What lines of the listing below contain the word "redundant"? Copy each of them out.

+ + + +

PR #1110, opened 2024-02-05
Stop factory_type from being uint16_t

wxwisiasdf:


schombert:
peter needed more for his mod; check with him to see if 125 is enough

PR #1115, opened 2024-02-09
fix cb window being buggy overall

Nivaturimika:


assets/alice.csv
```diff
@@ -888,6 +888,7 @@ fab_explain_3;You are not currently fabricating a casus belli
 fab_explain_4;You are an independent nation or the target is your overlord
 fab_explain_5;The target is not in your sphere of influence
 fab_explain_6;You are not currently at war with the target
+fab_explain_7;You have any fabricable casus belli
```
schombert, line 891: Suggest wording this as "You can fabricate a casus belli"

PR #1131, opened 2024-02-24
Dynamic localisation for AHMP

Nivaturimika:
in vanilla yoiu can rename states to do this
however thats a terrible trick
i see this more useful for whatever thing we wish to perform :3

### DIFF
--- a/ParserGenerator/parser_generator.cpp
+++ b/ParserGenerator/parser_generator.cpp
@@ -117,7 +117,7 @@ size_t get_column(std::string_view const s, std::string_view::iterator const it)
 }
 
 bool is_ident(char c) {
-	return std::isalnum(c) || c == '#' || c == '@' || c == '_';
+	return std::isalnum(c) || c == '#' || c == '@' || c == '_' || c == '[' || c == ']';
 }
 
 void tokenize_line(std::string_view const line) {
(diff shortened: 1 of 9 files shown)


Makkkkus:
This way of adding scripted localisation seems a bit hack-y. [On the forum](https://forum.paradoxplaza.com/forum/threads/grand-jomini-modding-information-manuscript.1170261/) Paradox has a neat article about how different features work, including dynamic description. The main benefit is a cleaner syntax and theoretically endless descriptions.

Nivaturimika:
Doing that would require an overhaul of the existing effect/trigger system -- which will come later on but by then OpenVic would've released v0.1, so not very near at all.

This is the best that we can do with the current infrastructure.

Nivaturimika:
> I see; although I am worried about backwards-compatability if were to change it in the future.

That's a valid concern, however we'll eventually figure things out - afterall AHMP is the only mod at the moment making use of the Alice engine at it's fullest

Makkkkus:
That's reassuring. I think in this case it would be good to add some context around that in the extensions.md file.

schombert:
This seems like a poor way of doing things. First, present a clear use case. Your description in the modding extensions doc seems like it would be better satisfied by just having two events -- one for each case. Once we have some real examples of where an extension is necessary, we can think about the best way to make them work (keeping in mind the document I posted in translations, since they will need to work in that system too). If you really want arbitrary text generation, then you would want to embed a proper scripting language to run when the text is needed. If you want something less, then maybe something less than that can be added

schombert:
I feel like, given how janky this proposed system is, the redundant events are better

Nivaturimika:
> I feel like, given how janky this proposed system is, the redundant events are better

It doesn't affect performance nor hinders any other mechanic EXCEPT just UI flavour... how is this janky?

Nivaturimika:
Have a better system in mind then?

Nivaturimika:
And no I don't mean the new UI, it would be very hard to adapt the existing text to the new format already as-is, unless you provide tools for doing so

+ + + +

**TASK ANSWER**
I feel like, given how janky this proposed system is, the redundant events are better
> I feel like, given how janky this proposed system is, the redundant events are better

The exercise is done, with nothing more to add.